Well. There’s a debate…

Well. There’s a debate at Hit and Run, but I don’t know about a libertarian one. The debate at Mises at least has to do with the plausible (though mistaken) view that principles of restitution entitle Ralph Horowitz to recover his share of the land. The debate at Hit and Run looks more like Jesse Walker and a couple of others valiantly trying to fend off a bunch of Constitutionalists and liberal Mussolinists, whose “libertarianism” amounts to the principled defense of whatever property entitlements the government happens to be passing around to the propertied classes.

My favorite quote thus far comes from “Ayn Randian:” “But I am really just making the excellent point Woozle’s already made; you can do what you want with owned land, including not making use of it. The only reason anarchos invented this shady ‘mixing with labor’ was to thwart government title-granting abilities.” I just feel like twirling my mustache and cackling maniacally every time I read that.

Barbara, I agree with…

Barbara,

I agree with you that different rhetorical postures are appropriate to different circumstances. My point in quoting Garrison was to reply to Uzzah’s claim that “If you have to resort to the angry rhetoric to make your point, maybe its a point that doesn’t hold much water.” I think this is false, and obviously so. Sometimes it’s worth pulling punches to get a point across and sometimes what the matter deserves is more severity and harshness in our language. When that’s the case it does absolutely nothing to undermine or to delegitimize the point that you are making, whether or not it makes individual listeners more or less likely to agree with you. (As I take it you agree, from your comments.)
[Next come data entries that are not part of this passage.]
PR #932, opened 2026-09-04
feat: add PocketStation application capture

Raphjacksun7:
## Summary

Adds PocketStation as an optional application-audio backend on Windows and Linux.

Minutes continues to own microphone capture, alignment, recording, transcription, and every later processing step. PocketStation supplies only the selected application's audio through the existing `SystemAudioBackend` interface. The current macOS capture code is unchanged.

## Use

Build with the opt-in feature:

```bash
cargo build --release -p minutes-cli --features pocketstation-capture
```

Then configure the application by exact name, application ID, or process ID:

```toml
[recording]
capture_backend = "pocketstation"

[recording.sources]
voice = "default"
call = "Zoom"
```

## Implementation

- resolves `pocketstation 1.1.8` from crates.io with `native-capture` only;
- does not add Opus or Relay dependencies to Minutes;
- requests 10 ms application-audio frames;
- converts PocketStation's 48 kHz frames into Minutes' existing 16 kHz mono chunks;
- keeps application audio and the existing microphone source separate;
- reports full downstream queues and capture failures through existing Minutes diagnostics;
- rejects `call = "auto"` so an ambiguous application is never selected silently.

## Verification

- Linux ARM64: the proof downloaded `pocketstation 1.1.8` from crates.io, captured a selected PipeWire application, and wrote separate application and microphone stems through Minutes' existing recorder. All 80 100 ms slots remained aligned.
- Windows 11 ARM64: selected per-process WASAPI audio and the configured microphone reached the same recorder as separate sources. This VM run proves behavior, not latency.
- A separate Windows check resolves `pocketstation 1.1.8` from crates.io, confirms that the capture-only dependency tree contains neither `opus` nor `audiopus_sys`, and passes all eight focused adapter tests.
- Focused Rust tests, the feature-only CLI build, formatting, and Clippy with warnings denied pass.

The virtual test sources are deterministic fixtures. They do not claim physical-device or latency qualification.

### DIFF
--- a/.github/workflows/ci.yml
+++ b/.github/workflows/ci.yml
@@ -171,6 +171,19 @@ jobs:
         # breakage here only surfaces when Prompter next runs cargo build.
         run: cargo build -p minutes-core --no-default-features --features streaming
 
+      - name: Build PocketStation capture (Windows and Linux)
+        if: runner.os == 'Windows' || runner.os == 'Linux'
+        run: cargo build -p minutes-core --no-default-features --features pocketstation-capture
+
+      - name: Test PocketStation capture (Windows and Linux)
+        if: runner.os == 'Windows' || runner.os == 'Linux'
+        run: cargo test -p minutes-core --no-default-features --features pocketstation-capture --lib -- --test-threads=1 --nocapture
+        timeout-minutes: 15
+
+      - name: Clippy PocketStation capture (Windows and Linux)
+        if: runner.os == 'Windows' || runner.os == 'Linux'
+        run: cargo clippy -p minutes-core --no-default-features --features pocketstation-capture -- -D warnings
+
       - name: Build core with parakeet (cross-platform)
         # Guards against Linux-parakeet breakage that today only surfaces
         # at tag push via release-cli.yml. The parakeet feature compiles
--- a/Cargo.lock
+++ b/Cargo.lock
@@ -4066,6 +4066,7 @@ dependencies = [
  "objc2-app-kit",
  "objc2-av-foundation",
  "ort",
+ "pocketstation",
  "pyannote-rs",
  "rusqlite",
  "schemars 1.2.2",
@@ -5277,6 +5278,29 @@ dependencies = [
 ]
 
 [[package]]
+name = "pocketstation"
+version = "1.1.8"
+source = "registry+https://github.com/rust-lang/crates.io-index"
+checksum = "419bd4c5dac0735627be925273e2c92d4ab4c8d75982c248707797ff01eaafa5"
+dependencies = [
+ "alsa",
+ "cc",
+ "cpal",
+ "hound",
+ "libc",
+ "libloading 0.8.9",
+ "pipewire",
+ "rtrb",
+ "serde",
+ "serde_json",
+ "thiserror 1.0.69",
+ "tokio",
+ "wasapi",
+ "windows 0.58.0",
+ "windows-core 0.58.0",
+]
+
+[[package]]
 name = "polling"
 version = "3.11.0"
 source = "registry+https://github.com/rust-lang/crates.io-index"
@@ -5984,6 +6008,12 @@ dependencies = [
  "untrusted",
  "windows-sys 0.52.0",
 ]
+
+[[package]]
+name = "rtrb"
+version = "0.3.5"
+source = "registry+https://github.com/rust-lang/crates.io-index"
+checksum = "fae8ee26b0371a29a77d2b2d6b3ae13aa81def6f9bf1b1b92a32d279a5e709b7"
 
 [[package]]
 name = "rusqlite"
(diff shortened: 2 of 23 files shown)


silverstein (changes requested):
Raphael, thank you for the thoughtful contribution. Per-application capture without a virtual audio device would be genuinely useful for Minutes users on Windows and Linux, and I appreciate that you kept Minutes in control of the microphone, recording, and later processing.

I walked through the adapter and the current CI at exact SHA `27fee255`. The overall shape is promising, but I think we need three safeguards before merging this into the recording path:

1. Please add a Windows and Linux CI step that explicitly builds and tests `minutes-core` with `--no-default-features --features pocketstation-capture`, plus a strict Clippy step for that feature. All current checks are green, but the existing CI only enables `streaming`, so the new feature-gated module is not compiled or tested by those checks.

2. Please make shutdown prompt and cover it with a regression test. `PocketStationCaptureStream::drop` waits on the worker, and the worker calls the orderly `RunningSession::stop()`. PocketStation documents that orderly stop may drain accepted work before joining. Minutes currently waits for that drop before it seals the WAV and stem files, so a stuck backend could leave the user on Stop Recording and delay file finalization. Since this route only feeds polled audio, cancellation looks like the more appropriate shutdown policy, but I am happy for you to choose another bounded design if there is a better PocketStation-native option.

3. Please prove or adjust the shared-timeline claim. The adapter currently discards PocketStation frame timing, assigns `Instant::now()`, and starts its chunk counter at zero. Minutes starts the microphone first and then pairs both sources by chunk index. A delayed PocketStation startup could therefore pair its first application chunk with the microphone first chunk while shifting the actual audio in time. A deterministic test with an intentional source startup delay would resolve this. If the current behavior is intentional, please narrow the documentation rather than promise that a late source is padded instead of shifted.

I do not think this PR needs to turn PocketStation on in the normal release builds yet. Keeping it clearly experimental and opt-in is a sensible first landing. Once the three points above are covered, I would be glad to take another quick pass.

Raphjacksun7:
Thanks, Mat. These were good catches. Let me know if there’s anything still missing from these changes.

silverstein:
Raphael — you turned these around in two days and then I left you waiting three weeks. That's on me, and I'm sorry. Thank you for the patience.

I've gone back through all three points and they're covered:

**1. CI.** The build, test, and `-D warnings` Clippy steps for `--features pocketstation-capture` are there for Windows and Linux. The feature-gated module is actually compiled and exercised now, which it wasn't before.

**2. Shutdown.** This was the one I cared most about, and cancellation is the right call. `running.cancel()` before the join, plus a regression test asserting that dropping the stream "must not wait for orderly delivery" — that's exactly the invariant I wanted held. A wedged backend can no longer strand someone on Stop Recording with unsealed files.

**3. Timeline.** You took the narrow-the-documentation option, and you wrote it plainly: this backend doesn't measure a common start time between the microphone and application capture, so a late application start isn't backfilled with silence. I'd rather ship an honest limitation than an unproven claim, so I'm accepting it as written. Worth revisiting if this graduates out of experimental — a measured common start time is the obvious next step, but it's not a condition of landing.

Merging. Staying opt-in behind the build flag and out of release builds, which is the right first landing for this.

Genuinely useful contribution — per-application capture without a virtual audio device is something people have asked for, and you kept Minutes in control of the microphone and the recording path throughout, which made this reviewable in the first place.

silverstein:
Quick note on what I just pushed to your branch, so nothing looks mysterious.

Main moved seven times today and this branch fell into conflict, so I merged main in rather than make you do another round. Three conflicts, none of them in your adapter:

- **`crates/core/src/screen.rs`** — we both fixed the same cfg/return-shape bug independently. I took main's version because it's a superset: it also threads a `width` parameter that landed after you branched. Your fix was right, it just got there second.
- **`Cargo.lock`** — regenerated. Re-resolves `pocketstation =1.1.10` and keeps a `nnnoiseless` change from earlier today that closes an `atty` advisory.
- **`scripts/check_graph_worker_packaging.mjs`** — resealed the `cliCargo` golden hash. It covers `crates/cli/Cargo.toml`, which both sides touched, so your earlier reseal was stale regardless. Only delta against main is your one feature line.

Your work is untouched — both feature declarations, the gated `mod pocketstation_capture`, the adapter, the tests, the CI steps, the docs. `cargo check` is clean and the packaging guard passes.

Merging once CI goes green.

Raphjacksun7:
No problem at all, Mat — and thank you for the thoughtful review and for taking care of the final merge conflicts. I’m very glad to contribute to Minutes, and I’m looking forward to seeing what great things we can build together!

silverstein:
Glad to have it in. The capture path you added is already getting attention from elsewhere: #1055 is turning on `--all-targets` clippy across the supported routes, and the PocketStation feature is one of the jobs it covers, so that code will be getting linted harder than it was when it landed.

If you want more in that area, #1057 is a Bluetooth HFP mic stem coming out digitally silent on the core-audio-tap backend. Different capture route, same neighborhood.

PR #985, opened 2026-09-14
Fix graph projection under high file limits

### LINKED ISSUE #984: Graph projection commands fail when RLIMIT_NOFILE exceeds 100k
# Graph projection commands fail when RLIMIT_NOFILE exceeds 100k

## Summary

- `minutes people`, `minutes commitments` and `minutes vocabulary rebuild` fail with `Error: policy graph inputs could not be captured` whenever the soft descriptor limit is above 100000.
- `raise_descriptor_limit` in `crates/core/src/graph/macos_kqueue.rs` reads `RLIMIT_NOFILE` to scan `0..rlim_cur` counting open descriptors, and returns an error instead of bounding the scan when the ceiling is too high.
- `crates/core/src/graph_worker.rs:1277` drops the underlying `GraphError` in `map_err(|_| ...)`, so the real cause reaches nobody: not the CLI output, not `minutes logs`, not `minutes events`, not `RUST_LOG=debug`.
- Any Node parent process triggers this, because Node raises `RLIMIT_NOFILE` toward the hard limit at startup. That includes Claude Code, so the Minutes Assistant surface (`Minutes.app` -> `claude` -> shell) hits it on every session.
- Workaround: `( ulimit -n 8192; minutes people )`.

## Reproduction

Verified on macOS 26.6.2 (Darwin 25.6.0, build 25G83), arm64, minutes 0.26.2, both the shipped `/Applications/Minutes.app/Contents/MacOS/minutes` and a `cargo build --release -p minutes-cli` from source at the same version.

```
$ ulimit -n
1048576
$ minutes people
Error: policy graph inputs could not be captured

$ ( ulimit -n 8192; minutes people )
INFO Index rebuilt people=596 meetings=94 commitments=965 topics=646 aliases=217 elapsed_ms=77
TOP CONTACTS (by relationship score)
  ...
```

The threshold is exact: it fails above 100000 and succeeds at or below.

## The offending check

```rust
// crates/core/src/graph/macos_kqueue.rs
let scan_ceiling = usize::try_from(limit.rlim_cur)
    .map_err(|_| io::Error::other("macOS graph descriptor limit was not representable"))?;
if scan_ceiling > 100_000 {
    return Err(io::Error::other(
        "macOS graph descriptor occupancy could not be bounded",
    ));
}
let mut open_count = 0usize;
let mut high_water = 0usize;
for descriptor in 0..scan_ceiling {
    let status = unsafe { libc::fcntl(descriptor as libc::c_int, libc::F_GETFD) };
    ...
}
```

Refusing a 1M-iteration `fcntl` scan is reasonable. Failing the whole projection because of it is not: a high `rlim_cur` means descriptors are plentiful, which is the case where the headroom calculation matters least.

## How the real error was obtained

The message is only reachable by patching the discard:

```rust
// crates/core/src/graph_worker.rs:1277
- .map_err(|_| "policy graph inputs could not be captured".to_string())?;
+ .map_err(|e| format!("policy graph inputs could not be captured: {e}"))?;
```

```
Error: policy graph inputs could not be captured: IO error: macOS graph descriptor occupancy could not be bounded
```

At least five distinct failures inside `capture_policy_graph_snapshot` (missing directory, unavailable lease, journal failure, corrections snapshot, source collection) currently collapse into that one sentence.

## Suggested fixes

| # | Topic | Suggestion |
|---|---|---|
| 1 | Descriptor scan | Bound the scan instead of failing: `let scan_ceiling = scan_ceiling.min(100_000)`, or get the high-water mark from `proc_pidinfo(PROC_PIDLISTFDS)` and skip the linear walk |
| 2 | Error opacity | Keep the `GraphError` in the message, or log it before mapping. The current `map_err(\|_\| ...)` makes every failure in this path undiagnosable |
| 3 | Note | A `DirNotFound` also surfaces as the same sentence, which sends people looking at their corpus when the directory simply does not exist |

## Impact

The Minutes Assistant runs as a Claude Code session launched by `Minutes.app`, so it inherits Node's raised limit. Every assistant session that reaches for `people`, `commitments` or `vocabulary rebuild` gets the generic failure. `search`, `actions`, `consistency`, `list` and `insights` are unaffected.

Happy to send a PR for this if you think the approach above is the right one.

silverstein:
`minutes people`, `minutes commitments`, and vocabulary rebuild failed whenever a Node or Claude parent raised macOS `RLIMIT_NOFILE` above 100,000. Journal setup rejected the large occupancy scan before opening any vnode.

For an already-high soft limit, this skips the linear occupancy scan and proceeds with the existing bounded journal construction. The 8,192-watch cap remains unchanged, low descriptor limits retain the occupancy-aware raise logic, and individual vnode opens still fail closed if capacity is actually exhausted. The outer error remains path-neutral because the underlying graph error may contain local filesystem paths.

Thanks @adriannoes for the precise reproduction and root-cause report.

Fixes #984

Validation:
- macOS 26.6.2 arm64: all 7 `graph::macos_graph_journal::tests` pass
- macOS 26.6.2 arm64: `ulimit -n 1048576; minutes people` succeeds against an isolated synthetic corpus
- `cargo clippy -p minutes-core --no-default-features -- -D warnings` passes on macOS and Linux with Rust 1.95.0
- Linux core suite reached 1,795/1,800 passing in parallel; the four unrelated `knowledge.rs` filesystem flakes all passed when rerun serially (one test is ignored by design)


adriannoes:
I’m glad we were able to solve this problem today, @silverstein ! :)

PR #997, opened 2026-09-16
i18n: add Brazilian Portuguese (pt-BR) and generalize the locale runtime to N languages

PedroPackness:
## What

Adds Brazilian Portuguese as a third UI language, and generalizes the existing localization runtime from "English plus one" to N locales so further languages are a data-only addition.

## Why

The i18n runtime shipped with a single extra locale hardcoded throughout: `valueFor()` returned early unless the locale was literally `'zh-CN'`, the catalog was a pair of module-level `exactMap` / `patterns` globals, the CJK font fallback was keyed to the locale rather than to the script, and `initialLocale()` / `setLocale()` compared against a two-value allowlist. Adding a language meant editing all of those.

Rather than add a second set of hardcoded branches, this makes the locale a lookup key.

## Changes

**Rust (`crates/core/src/i18n.rs`)**
- `Locale::PtBr` plus `locales/pt-BR.json` (48 strings: tray, native menus, notifications)
- catalog lookup is table-driven instead of a `zh`-only branch in `tr()`
- `resolve_locale` maps any tag starting with `pt` to `PtBr`, so `language = "auto"` picks it up from a pt-BR OS locale
- `parse_catalog` is shared, and logs which locale failed to parse

**Frontend (`tauri/src/scripts/i18n.js`)**
- `SUPPORTED` list and a per-locale catalog map replace the module-level globals
- `hasTranslation()` now tests the union across all shipped catalogs. This matters: a text node captured while the UI is in English must still be translatable after an in-place language switch, so capture cannot be locale-dependent
- the CJK font fallback is keyed to a `CJK_LOCALES` set, leaving the Latin type stack untouched under pt-BR
- `initialLocale()` falls back to `navigator.language` for `pt`

**Catalog (`tauri/src/locales/pt-BR.js`)**
958 strings and 27 interpolation patterns, covering the main window, the Coach onboarding sheet and settings, the dictation overlay, the meeting prompt, the command palette and the terminal window.

**Wiring**
`pt-BR.js` is loaded by all six frontend windows, `Português (Brasil)` is added to the Settings language picker, and `cmd_set_ui_language` accepts and resolves the new tag.

## One upstream fix included

`zh-CN.js` has a `"Have questions about this "` key with a trailing space. The runtime trims before lookup, so that key can never match — the string renders in English under zh-CN today. It is also built by concatenation with the content type, so the node is `"Have questions about this meeting?"`, not the prefix. The pt-BR catalog handles it as four exact keys, one per content type. The zh-CN catalog is left alone; flagging it here rather than changing it in a PR about a different language.

## Notes for review

- No English source string was modified, so nothing changes for existing users. Locale resolution is unchanged for `en` and `zh-CN`.
- Translation choice worth knowing about: `Record Memo` and `Quick Thought` are the same action (the capture-mode picker's `memo` segment forwards its click to the hidden Quick Thought button). Translating them as two different Portuguese terms would invent a third name for one feature, so both read "ideia rápida" in pt-BR. `Debrief Memo` / `Decision Memo` keep "memorando" — there the word means a written document, not a voice capture.
- Uncovered strings are deliberate: keyboard shortcuts, URLs, env var names, shell commands, brand and feature names (Minutes, Coach, Recall), and concatenation fragments that never form a whole text node. Fragments whose joined result *is* a node are handled as patterns.

## Testing

- `cargo fmt --all -- --check` clean
- `cargo test -p minutes-core --no-default-features`: 1830 passed. Two `knowledge::` tests fail under parallel execution with `NotFound` errors, and a different pair fails on each run; all 169 `knowledge::` tests pass with `--test-threads=1`. Pre-existing flakiness in a module this PR does not touch.
- `cargo clippy --all --no-default-features -- -D warnings` reports 4 `chunks_exact_to_as_chunks` errors in `transcribe.rs`, `apple_speech_worker.rs`, `stem_probe.rs` and `voice.rs` — all files untouched here. These fire on Rust 1.98 but not on the 1.95 pinned in `rust-toolchain.toml`; I do not have rustup installed, so this is the local-vs-CI drift `CONTRIBUTING.md` warns about, not a regression. Left unfixed to keep the diff focused.
- Built and ran the desktop app end to end: verified the embedded asset is byte-identical to the source catalog, that the picker switches language in place without a reload, and that switching back to English restores the original strings losslessly.


silverstein:
Reviewed the diff in full. This is the right shape: making the locale a lookup key instead of adding a second set of branches is what I would have asked for, and the write up saved me a lot of reading.

What I checked and agree with:

- `tr()` is now table driven and English returns early, so the hot path did not get slower for the default locale
- `resolve_locale` keeps `zh` and `en` behavior byte identical; only a new `pt` branch was added
- `hasTranslation` taking the union across catalogs is correct and load bearing, and your comment explains why. A node captured in English has to stay translatable after an in place switch, so capture cannot be locale dependent
- `CJK_LOCALES` keyed by script rather than locale means pt-BR keeps the Latin stack
- all 27 interpolation patterns are anchored with `^...$`, so none of them can reach into a meeting title or transcript text. That was my main risk when I saw a pattern list this long
- the catalog is wired into all six windows, the picker, and `cmd_set_ui_language`, with `locale_tag` updated so the round trip is closed

Good catch on the zh-CN `"Have questions about this "` key, and thank you for leaving it alone rather than fixing it inside a PR about a different language. Filed as its own issue.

I also think it’s worth noting, though, that whatever sort of language is most conducive to persuading people, the point of feminist writing is not always to convince sexist men to become less sexist. Persuading more men (or for that matter more women) to become feminists is one way that feminism can make progress towards its goals, but it’s not the only way, and sometimes neither the most important nor the most beneficial.

I think the plausibility…

I think the plausibility of Volokh’s counter-example depends on the fact that it is clearly unjust to steal stuff from a store. Volokh adds a bunch of consequentialist worries (fewer people will own stores, etc.), but this is just hocus-pocus: the reason that government intervention is uncontroversially justified here is because property are uncontroversially at stake.

Now, if the anti-IP argument were just, “There are other business models available that free copying wouldn’t make unprofitable, so therefore the government shouldn’t prohibit free copying,” then it would of course beg the question in a rather crass way, and Volokh’s counter-argument would demonstrate that. But I’ve never heard the argument that Volokh makes used in that way. Rather, the dialectical context of the argument is always a response to protectionist arguments in favor of IP restrictions: “If we don’t have IP, then how ever will the movies get made / the musicians get paid / the drug research get done / etc.?” Answer: try a new business model; your broken business model is not my problem. This is a perfectly legitimate consequentialist response to the attempt at a consequentialist argument in favor of IP restrictions; it doesn’t address the justice of free copying, but that’s because it’s responding to an argument that explicitly disregarded questions of legitimate property rights in favor of a plea for protectionism.

Taken from the standpoint of justice, Volokh’s response here puts the argumentative cart before the argumentative horse.

And insofar as this and other points are intended solely as consequentialist replies to the argument, and not as appeals to justice, the entire argument depends on the presupposition that socialist calculation of the “right” levels of drug research, songs, movies, etc. is possible. Which it isn’t.